- _Exercise aim_
Repeat exactly the lines from the start of the records below through the line that contains "the previous run", including both.

--- Data for review Enclosed Below ---

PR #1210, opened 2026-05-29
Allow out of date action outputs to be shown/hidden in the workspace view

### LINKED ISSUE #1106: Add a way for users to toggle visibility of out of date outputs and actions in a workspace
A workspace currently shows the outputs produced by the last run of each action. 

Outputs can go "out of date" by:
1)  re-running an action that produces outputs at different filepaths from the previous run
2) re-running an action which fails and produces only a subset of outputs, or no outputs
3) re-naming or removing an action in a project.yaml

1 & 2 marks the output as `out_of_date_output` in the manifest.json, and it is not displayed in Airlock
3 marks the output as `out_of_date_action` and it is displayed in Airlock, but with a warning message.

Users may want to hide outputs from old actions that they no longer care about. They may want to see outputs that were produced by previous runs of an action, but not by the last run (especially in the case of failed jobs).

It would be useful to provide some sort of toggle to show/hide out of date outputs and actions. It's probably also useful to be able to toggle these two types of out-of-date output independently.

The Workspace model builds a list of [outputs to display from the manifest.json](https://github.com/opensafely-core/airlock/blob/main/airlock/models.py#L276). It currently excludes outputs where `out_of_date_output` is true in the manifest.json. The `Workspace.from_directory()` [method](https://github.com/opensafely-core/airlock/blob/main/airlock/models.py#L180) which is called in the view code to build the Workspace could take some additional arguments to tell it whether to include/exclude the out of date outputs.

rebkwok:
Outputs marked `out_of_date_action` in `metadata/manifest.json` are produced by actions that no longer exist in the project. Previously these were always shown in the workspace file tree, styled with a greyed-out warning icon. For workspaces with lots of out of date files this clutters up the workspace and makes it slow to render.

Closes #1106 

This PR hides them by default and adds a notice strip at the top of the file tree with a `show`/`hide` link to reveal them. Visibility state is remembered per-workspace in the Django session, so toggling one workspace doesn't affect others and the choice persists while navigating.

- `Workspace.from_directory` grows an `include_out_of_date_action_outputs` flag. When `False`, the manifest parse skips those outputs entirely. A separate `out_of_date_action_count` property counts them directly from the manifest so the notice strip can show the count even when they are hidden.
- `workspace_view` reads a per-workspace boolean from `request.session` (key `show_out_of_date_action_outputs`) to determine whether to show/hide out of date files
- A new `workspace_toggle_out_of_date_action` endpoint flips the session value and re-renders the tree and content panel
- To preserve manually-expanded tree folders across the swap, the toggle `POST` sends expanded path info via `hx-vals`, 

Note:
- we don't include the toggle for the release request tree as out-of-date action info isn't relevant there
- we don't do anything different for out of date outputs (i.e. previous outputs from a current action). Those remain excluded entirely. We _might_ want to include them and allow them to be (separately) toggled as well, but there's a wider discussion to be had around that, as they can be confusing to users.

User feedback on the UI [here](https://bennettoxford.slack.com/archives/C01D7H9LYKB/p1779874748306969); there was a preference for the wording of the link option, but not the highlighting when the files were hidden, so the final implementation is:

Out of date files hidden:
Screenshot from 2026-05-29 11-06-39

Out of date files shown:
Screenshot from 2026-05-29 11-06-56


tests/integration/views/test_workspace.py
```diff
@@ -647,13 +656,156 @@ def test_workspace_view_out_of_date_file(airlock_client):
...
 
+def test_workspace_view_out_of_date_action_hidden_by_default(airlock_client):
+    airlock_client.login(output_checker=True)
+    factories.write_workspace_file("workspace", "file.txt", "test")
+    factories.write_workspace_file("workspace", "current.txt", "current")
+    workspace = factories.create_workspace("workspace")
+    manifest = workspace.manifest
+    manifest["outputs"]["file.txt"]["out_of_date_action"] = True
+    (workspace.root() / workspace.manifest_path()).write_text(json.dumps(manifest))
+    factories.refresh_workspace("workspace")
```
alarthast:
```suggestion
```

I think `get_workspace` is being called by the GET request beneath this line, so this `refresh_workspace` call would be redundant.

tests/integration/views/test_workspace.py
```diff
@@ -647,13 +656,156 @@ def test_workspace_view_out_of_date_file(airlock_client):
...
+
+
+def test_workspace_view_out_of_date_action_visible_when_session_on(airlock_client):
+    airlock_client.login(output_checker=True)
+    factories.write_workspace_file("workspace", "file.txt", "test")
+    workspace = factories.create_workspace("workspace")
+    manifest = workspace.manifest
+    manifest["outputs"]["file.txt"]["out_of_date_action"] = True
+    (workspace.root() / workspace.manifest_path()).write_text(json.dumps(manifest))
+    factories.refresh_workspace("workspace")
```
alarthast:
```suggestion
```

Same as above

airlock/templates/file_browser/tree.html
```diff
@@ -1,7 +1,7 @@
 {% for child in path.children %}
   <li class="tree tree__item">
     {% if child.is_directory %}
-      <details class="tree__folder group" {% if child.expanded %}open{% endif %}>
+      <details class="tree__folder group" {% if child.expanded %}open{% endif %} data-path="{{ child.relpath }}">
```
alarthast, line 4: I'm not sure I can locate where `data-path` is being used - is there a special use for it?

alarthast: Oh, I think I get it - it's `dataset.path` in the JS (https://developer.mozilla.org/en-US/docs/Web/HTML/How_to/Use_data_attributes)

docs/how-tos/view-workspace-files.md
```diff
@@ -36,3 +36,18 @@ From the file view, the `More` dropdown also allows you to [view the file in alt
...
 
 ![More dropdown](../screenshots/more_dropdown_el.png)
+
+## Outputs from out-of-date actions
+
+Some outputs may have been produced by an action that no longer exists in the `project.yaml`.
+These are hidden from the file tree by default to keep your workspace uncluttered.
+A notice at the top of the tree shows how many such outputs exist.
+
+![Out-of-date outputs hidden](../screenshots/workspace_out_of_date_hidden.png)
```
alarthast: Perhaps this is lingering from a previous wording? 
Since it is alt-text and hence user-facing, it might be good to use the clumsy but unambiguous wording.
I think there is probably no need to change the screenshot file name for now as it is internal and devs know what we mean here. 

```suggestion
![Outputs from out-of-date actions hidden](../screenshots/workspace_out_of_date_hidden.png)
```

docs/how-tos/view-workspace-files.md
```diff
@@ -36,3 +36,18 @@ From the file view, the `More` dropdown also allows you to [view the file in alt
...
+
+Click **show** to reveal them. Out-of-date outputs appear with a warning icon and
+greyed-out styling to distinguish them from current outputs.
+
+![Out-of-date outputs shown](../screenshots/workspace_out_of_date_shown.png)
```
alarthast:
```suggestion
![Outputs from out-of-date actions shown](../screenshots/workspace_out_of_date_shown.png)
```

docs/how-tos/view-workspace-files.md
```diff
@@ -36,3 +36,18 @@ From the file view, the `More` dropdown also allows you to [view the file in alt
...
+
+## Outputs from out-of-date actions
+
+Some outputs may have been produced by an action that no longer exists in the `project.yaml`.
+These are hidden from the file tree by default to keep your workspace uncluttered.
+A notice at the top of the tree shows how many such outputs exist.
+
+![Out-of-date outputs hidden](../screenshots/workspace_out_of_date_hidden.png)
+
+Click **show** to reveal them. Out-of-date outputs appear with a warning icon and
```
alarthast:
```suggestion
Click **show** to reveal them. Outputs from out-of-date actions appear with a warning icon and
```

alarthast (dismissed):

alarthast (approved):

--- End of Enclosed Data for review ---

- _Problem solution_
PR #1210, opened 2026-05-29
Allow out of date action outputs to be shown/hidden in the workspace view

### LINKED ISSUE #1106: Add a way for users to toggle visibility of out of date outputs and actions in a workspace
A workspace currently shows the outputs produced by the last run of each action. 

Outputs can go "out of date" by:
1)  re-running an action that produces outputs at different filepaths from the previous run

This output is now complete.